「何も聞こえやしない」雨が屋根を叩く中、マレーが勝つ [全米オープン] (2/3ページ)

テニスデイリー

彼の次の相手は、世界ランク40位のパオロ・ロレンツィ(イタリア)だ。

  「なかなか骨が折れるよ。それでもプレーすることはできるけれど、間違いなくより難しい」

 グラノイェルスも似通った見解を示した。

 「ああいう音の中でプレーすることに慣れていない。ボールを正しく打っている、という感触を覚えられなかった。また集中するのも難しかったよ。すごくプレーしにくかった」とグラノイェルス。「屋根が閉まるとより騒音がするけど、でも雨が(強く)降っていなければ、まあ大丈夫だ。雨が降っていると、さすがにうるさすぎたね」。
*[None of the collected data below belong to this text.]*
PR #1552, opened 2018-08-06
Flatten a bunch of non-pervasive ParseNode types (part 2)

marcianx:
Towards #1492.


src/parseNode.js
```diff
@@ -34,11 +34,8 @@ type ParseNodeTypes = {
         type: "color",
         mode: Mode,
         loc?: ?SourceLocation,
-        value: {|
-            type: "color",
-            color: string,
-            value: AnyParseNode[],
-        |},
+        color: string,
+        body: AnyParseNode[],
```
kevinbarabash: Much better!

kevinbarabash:
@ylemkimon thanks for reviewing all of these large refactors.

PR #1555, opened 2018-08-06
Add ignore option for class names

otacke:
This change adds another option for ignoring nodes for rendering similar to `ignoreTags`.
The new option `ignoreClasses` can hold an array of strings representing class names that should be ignored if they are in a node's class list. This can be desirable in dynamic environments.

 マレー同様グラノイェルスもまた、プレーヤーは順応することを学ぶ必要があるということを認めた。

 「雨が降っているときには、いつもより音がします」と言ったのは全米テニス協会のゴードン・スミス。騒音に対する選手のコメントについて尋ねられてこう答えた。
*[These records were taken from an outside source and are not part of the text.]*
PR #1556, opened 2018-08-06
Sync support pages

ronkok:
This PR adds 17 functions, mostly dots and negative spaces, to `supported.md`. These functions turned up during creation of the Support Table page.  It also fixes a color link, removes one un-supported function (`\skip`) and does a little rearrangement of the symbols table.


ronkok:
When I run `yarn start` on this branch, the resulting page does not render the `\url` function properly. If this page were to be published before the next KaTeX release, how would `\url` render on the public web?

ylemkimon:
> If this page were to be published before the next KaTeX release, how would \url render on the public web?

I am thinking of using the release version of KaTeX from the CDN.

Two things not directly related to this PR:
* What do you think about using KaTeX logo(`\KaTeX`) in the `\href` example instead of plain text?
* There seems to be an overflow on the smaller screens. Do you have any thoughts?

ronkok:
> I am thinking of using the release version of KaTeX from the CDN.

The current release does not include `\url`. So `\url` would not render in that scenario. As a general rule, should we wait until a new release before adding functions to the documentation?

> KaTeX logo in the `\href` example

Good idea. I'll give that a try.

> overflow on the smaller screens

My phone can render it pretty well, but only in landscape mode, not portrait mode. That was also true of the old function support page, so this is nothing new. I don't really have any ideas to make it better.

ronkok:
@ylemkimon I changed the `\href` example so that it displays the KaTeX logo. It works well. Nice touch.

mbourne:
The problem with the page on a phone is due to (in part) a few `<br>`s on the "Direct input" sections (where there are long lists of characters, which are presumably being split for  exactly this reason) being interpreted by Docusaurus as actual `&lt;br&gt;`s instead. For example, there are 2 in this section:

image

These are pushing the page to be super wide, so the tables' `overflow:auto` gets messed up (visually).

When it doesn't really need to be a table (which I believe is the case here), and can just be a list of functions, what I usually do (rather than make phone users scroll wide tables left and right and therefore probably miss a lot of things), is to give the `td`s a `display:inline-block`.

So here's my version of your page which works on both wide and narrow screens: 
https://www.intmath.com/tmp/fns-tbl.html (it's rough and has some loading errors, but the idea's there.)

The `<br>`s have been fixed, and the `<table>`s have:

`@media screen and (max-width:480px){
	table tr:nth-child(2n){background:#fff}
	table td{display:inline-block;background:#fff}
}`

The borders still could be tidied up, but hopefully it helps.

ronkok:
@mbourne Thank you for the tip! I'll get to work on it.

ronkok:
I'm working out the idea suggested by @mbourne for a responsive table. It's not ready to publish yet, but it looks very promising. But there is this: IE 9 does not support `display: block` for table elements.

Should I try to implement a browser hack that keeps the `display: block` trick away from IE 9, or is this the moment when we decide we no longer support IE 9?

edemaine:
Is it just the responsiveness that fails?  It'd be nice if *something* renders in IE 9, just not as beautiful as otherwise.

ronkok:
On second thought, IE 9 should not be a problem. The special CSS will be activated only when `@media screen and (max-width:480px)`. I don't many people are using IE 9 on their phone.

ylemkimon:
@ronkok Also, mostly developers will be using the site and they won't be using IE9 😄 

Do you want to work on this PR or separate PR?

ronkok:
@ylemkimon I'm working it on this PR. I also have some other time demands so this may take a day or two.

mbourne:
@ronkok I meant to add that you might want to consider "break-word" for those long strings of non-space characters. No need to add `<br>`, and it's cleaner. 

` overflow-wrap: break-word;
  word-wrap: break-word`

See: https://css-tricks.com/almanac/properties/o/overflow-wrap/

ylemkimon:
@ronkok Could you change `In master` functions to display the actual function?

ylemkimon:
@mbourne The support table (https://katex.netlify.com/docs/support_table.html) also has overflowing tables but doesn't overflow on smaller screen. I wonder what's the difference.

ronkok:
> Could you change In master functions to display the actual function?

Yep. On it.

> consider "break-word"

Nice idea. I'll see how it affects things.

ronkok:
Status: I've eliminated all "In master" and replaced them with function displays. Ive adopted `break-word` and eliminated all `<br>` tags inside `<p>` elements. I've also done two CSS changes to the tables in the `supported.md` page. These changes are done to facilitate narrow mobile displays and they vary in their success. 

Good parts: Sideways scrolling is completely unnecessary and the tables with headings turned out well. 

Questionable part: The tables without headings are now, on a narrow screen, broken down so that each cell acts like its own `<div>`.  So it all fits, but it is the zaniest hopscotch board you have ever seen.

Take a look at https://deploy-preview-1556--katex.netlify.com and tell me if I need to change it. 

Tomorrow, I'll add the `texvc` functions to `supported.md`. So far they're only in `support_table.md`. (Unless we decide they're not needed in `supported.md`. They're all redundant function. I added them mostly to make the support table look better.)

mbourne:
@ylemkimon On the page you linked to, there are no super-wide non-breaking text elements like this, which the page I massaged does have:

image

@ronkok Your latest link goes to a mock-up of the main intro page, not the page with functions. But there is an oddity on that last expression (the q condition) on a 320 px wide screen, which `white-space:nowrap` might fix:

image

(Those things are a PIA, I know...)

ylemkimon:
@mbourne @ronkok

You can access the supported functions page at https://deploy-preview-1556--katex.netlify.com/docs/supported.html.

The example in the main page and the supported functions page overflows at screen width smaller than 359px, but it's inevitable, latest devices (iPhone > 5, Galaxy > S2) have larger screens and there won't be much use cases of accessing the documentation on screens too small, so I think it's OK.

edemaine:
> But there is an oddity on that last expression (the q condition) on a 320 px wide screen, which white-space:nowrap might fix

You could also just wrap the math in `{...}` to prevent the line break.  Or use display math `\[...\]` (why aren't we using display math?).

ronkok:
The latest `texvc` functions are now in `supported.md`. I think this PR is now ready for review.

docs/supported.md
```diff
@@ -85,25 +95,30 @@ The `{array}` environment supports `|` and `:` vertical separators.
...
 | $\url{https://khan.github.io/KaTeX/}$ | `\url{https://khan.github.io/KaTeX/}` |
 
 ## Letters and Unicode
 
 **Greek Letters**
 
-Direct Input: $Α Β Γ Δ Ε Ζ Η Θ Ι Κ Λ Μ Ν Ξ Ο Π Ρ Σ Τ Υ Φ Χ Ψ Ω$<br>
-$α β γ δ ϵ ζ η θ ι κ λ μ ν ξ o π ρ σ τ υ ϕ χ ψ ω ε ϑ ϖ ϱ ς φ$
+Direct Input: $Α Β Γ Δ Ε Ζ Η Θ$ $Ι Κ Λ Μ Ν Ξ Ο Π Ρ Σ Τ Υ Φ Χ Ψ Ω$
+$α β γ δ ϵ ζ η θ ι κ λ μ ν ξ o$ $π ρ σ τ υ ϕ χ ψ ω ε ϑ ϖ ϱ ς φ$
```
edemaine: You can add `\allowbreak` instead of exiting and leaving math mode.

docs/support_table.md
```diff
@@ -823,7 +823,7 @@ If you know the shape of a character, but not its name, [Detexify](http://detexi
 |\r|$\text{\r{a}}$|`\text{\r{a}}`|
 |\raise|<span style="color:firebrick;">Not supported</span>|see `\raisebox`|
 |\raisebox|$h\raisebox{2pt}{ighe}r$|`h\raisebox{2pt}{ighe}r`|
-|\rang|$\angle A\rang$|`\angle A\rang`|
+|\rang|$\langle A\rang$|`\langle A\rang`|
```
edemaine: It looks a little weird to have the `\rang` example so different from the `\rangle` example right below it.  I'd suggest unifying them one way or another.  Ditto for `\lang` and `\langle`.

docs/supported.md
```diff
@@ -194,57 +220,63 @@ $\displaystyle\sum_{\mathclap{1\le i\le j\le n}} x_{ij}$ `\sum_{\mathclap{1\le i
...
-|$~$                                   | `\global\def\macroname#1#2…{definition}`
-|$~$                                   | `\newcommand\macroname[numargs]{definition}`
-|$~$                                   | `\renewcommand\macroname[numargs]{definition}`
-|$~$                                   | `\providecommand\macroname[numargs]{definition}`
+|                                      | `\global\def\macroname#1#2…{definition}`
+|                                      | `\newcommand\macroname[numargs]{definition}`
+|                                      | `\renewcommand\macroname[numargs]{definition}`
+|                                      | `\providecommand\macroname[numargs]{definition}`
 
 Macros can also be defined in the KaTeX [rendering options](options.md).
```
edemaine: The next line says "up to ten arguments".  That should really be nine, as we start counting at 1.

docs/supported.md
```diff
@@ -254,7 +286,7 @@ Macros accept up to ten arguments: #1, #2, etc.
 
 Available functions include:
 
-`\mathchoice` `\TextOrMath` `\@ifstar` `\@ifnextchar` `\@firstoftwo` `\@secondoftwo` `\relax`
+`\mathchoice` `\TextOrMath` `\@ifstar` `\@ifnextchar` `\@firstoftwo` `\@secondoftwo` `\relax` `\allowbreak` `\nobreak`
```
edemaine: I'm not sure this is the right place for the `break` commands.  Maybe in "Line Breaks and Vertical Layout" around `\\` and `\newline`?

edemaine: `\char` is another recent addition for this list.

docs/supported.md
```diff
@@ -471,24 +504,26 @@ $\textcolor{#228B22}{F=ma}$ `\textcolor{#228B22}{F=ma}`<br>
 $\colorbox{aqua}{A}$ `\colorbox{aqua}{A}`<br>
 $\fcolorbox{red}{aqua}{A}$ `\fcolorbox{red}{aqua}{A}`
 
-For color definition, KaTeX color functions will accept the standard HTML [predefined color names](https://www.w3schools.com/colors/colors-names.asp). They will also accept an RGB argument in CSS hexa­decimal style.
+For color definition, KaTeX color functions will accept the standard HTML [predefined color names](https://www.w3schools.com/colors/colors_names.asp). They will also accept an RGB argument in CSS hexa­decimal style.
```
edemaine: It might be better to link somewhere other than w3schools.  Perhaps https://developer.mozilla.org/en-US/docs/Web/CSS/color_value#Color_keywords?

docs/supported.md
```diff
@@ -471,24 +504,26 @@ $\textcolor{#228B22}{F=ma}$ `\textcolor{#228B22}{F=ma}`<br>
...
-|$\textsf{AB}$ `\textsf{AB}`  |$\mathtt{AB}$ `\mathtt{AB}`  |$\mathfrak{AB}$ `\mathfrak{AB}`
-|$\sf AB$ `\sf AB`|$\texttt{AB}$ `\texttt{AB}`  |$\mathcal{AB}$ `\mathcal{AB}`
-|  |$\tt AB$ `\tt AB`|$\mathscr{AB}$ `\mathscr{AB}`
+|:------------------------------|:------------------------------|:-----
+|$\mathrm{Ab0}$ `\mathrm{Ab0}`  |$\mathbf{Ab0}$ `\mathbf{Ab0}`  |$\mathit{Ab}$ `\mathit{Ab}`
+|$\textrm{Ab0}$ `\textrm{Ab0}`  |$\textbf{Ab0}$ `\textbf{Ab0}`  |$\textit{Ab}$ `\textit{Ab}`
+|$\rm Ab0$ `\rm Ab0`            |$\bf Ab0$ `\bf Ab0`            |$\it Ab$ `\it Ab`
+|$\textnormal{Ab0}$ `\textnormal{Ab0}`|$\bold{Ab0}$ `\bold{Ab0}`|$\Bbb{AB}$ `\Bbb{AB}`
+|$\text{Ab0}$ `\text{Ab0}`      |$\boldsymbol{Ab}$ `\boldsymbol{Ab}`|$\mathbb{AB}$ `\mathbb{AB}`
+|$\mathsf{Ab0}$ `\mathsf{Ab0}`  |$\bm{Ab}$ `\bm{Ab}`            |$\frak{Ab0}$ `\frak{Ab0}`
```
edemaine: Is there a reason that a few of these don't have 0s added?

docs/supported.md
```diff
@@ -502,55 +537,59 @@ One can stack font family, font weight, and font shape by using the `\textXX` v
...
+|$\text{\textbraceright}$ `\text{\textbraceright}`|$\Diamond$ `\Diamond`|$\text{\textdegree}$ `\text{\textdegree}`
+|$\text{\P}$ `\text{\P}`|$\lozenge$ `\lozenge`|$\mho$ `\mho`
+|$\text{\S}$ `\text{\S}`|$\blacklozenge$ `\blacklozenge`|$\diagdown$ `\diagdown`
+|$\text{\sect}$ `\text{\sect}`|$\star$ `\star`|$\diagup$ `\diagup`
+|$\copyright$ `\copyright`|$\bigstar$ `\bigstar`|$\flat$ `\flat`
+|$\circledR$ `\circledR`|$\clubsuit$ `\clubsuit`|$\natural$ `\natural`
+|$\text{\textregistered}$ `\text{\textregistered}`|$\clubs$ `\clubs`|$\sharp$ `\sharp`
+|$\circledS$ `\circledS`|$\diamondsuit$ `\diamondsuit`|$\heartsuit$ `\heartsuit`
+|$\text{\textcircled a}$ `\text{\textcircled a}`|$\diamonds$ `\diamonds`|$\hearts$ `\hearts`
+|$\maltese$ `\maltese`|$\spadesuit$ `\spadesuit`|$\spades$ `\spades`
```
edemaine: FYI, there are screen widths where this does not render very well:

image

The cells are forced to be pretty wide, so I think the only solution would be to switch to two columns...  Eh, other tables look bad at this size too:

image

Not sure we want to deal with this now.

docs/supported.md
```diff
@@ -559,28 +598,39 @@ Direct Input: $£ ¥ ∇ ∞ · ∠ ∡ ∢ ♠ ♡ ♢ ♣ ♭ ♮ ♯ ✓ …
...
+</div>
 
 where:
 
 <div style="margin-left: 1.5em;">
+
 F = (font size of surrounding HTML text)/(10 pt)
 
 G = 1.21 by default, because KaTeX font-size is normally 1.21 × the surrounding font size. This value [can be over-ridden](font.md#font-size-and-lengths) by the CSS of an HTML page.
+
```
edemaine: "overridden" doesn't need a hyphen.

website/static/css/custom.css
```diff
@@ -26,6 +26,102 @@
...
+        display: block;
+    }
+
+    /* Hide table headers (but not display: none;, for accessibility) */
+    .katex-cards thead tr {
+        display: block;
+        position: absolute;
+        top: -9999px;
+        left: -9999px;
+    }
```
edemaine: I confirmed that this is indeed best practice: https://webaim.org/techniques/css/invisiblecontent/#absolutepositioning

These (dis)appearing headers are really cool!

docs/supported.md
ronkok: > Is there a reason that a few of these don't have 0s added?

Yes, those fonts don't contain a "0" glyph.

docs/supported.md
ronkok: >  there are screen widths where this does not render very well:

Currently, both sidebars disappear at the same quite narrow break point. I'll see if I can make just one sidebar disappear at an intermediate break point.  

I'd rather not make the tables more narrow than they already are. If users have to scroll up and down a lot to see just one topic, then I'd prefer to get rid of this page and put a topic filter on the Support Table page.

docs/supported.md
ronkok: `\boldsymbol` and `\bm do render a 0, but it's not bold-*italic*.  It's just bold.

ronkok:
The latest commit picks up review comments. To address the troublesome screen width, I made the right sidebar a little more narrow. This doesn't solve the problem, but it does mitigate it. A solution would require a more extensive CSS modification than I am up to at the moment. What I have here is probably my best effort for the present.

kevinbarabash:
@ronkok thanks for keeping this page up to date.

 「音を減ずるために可能な対策があるか調査してみます。以前より騒音が大きくなることは、私たちも知っていました。それは、プレーヤーもファンも対処しなければならないことです」

 吉報もある。少なくとも、マレーやグラノイェルス、そしてそのほかの数人が、屋根のあるコートでプレーできたということだ。雨はこれまでも頻繁に、全米オープンのスケジュールを乱してきた。2008年から2012年まで5年連続で、男子シングルス決勝は延期されてきたのだ。

 木曜日に降った雨のため屋根のないほかのコートでのプレーは制限されたが、アーサー・アッシュ・スタジアムの屋根の下では試合が行われ続けた。セレナ・ウイリアムズ(アメリカ)がバニア・キング(アメリカ)を6-3 6-3で破った試合もそのひとつ。この勝利でセレナはグランドスラム大会306勝という、マルチナ・ナブラチロワ(アメリカ)が持つオープン化以降の最多勝利記録にタイで並んだ。それ以上の307勝を記録しているのは男子のロジャー・フェデラー(スイス)だ。

 「アーサー・アッシュ・スタジアムの屋根が閉じていると、少し感じが違うわね」とセレナは言った。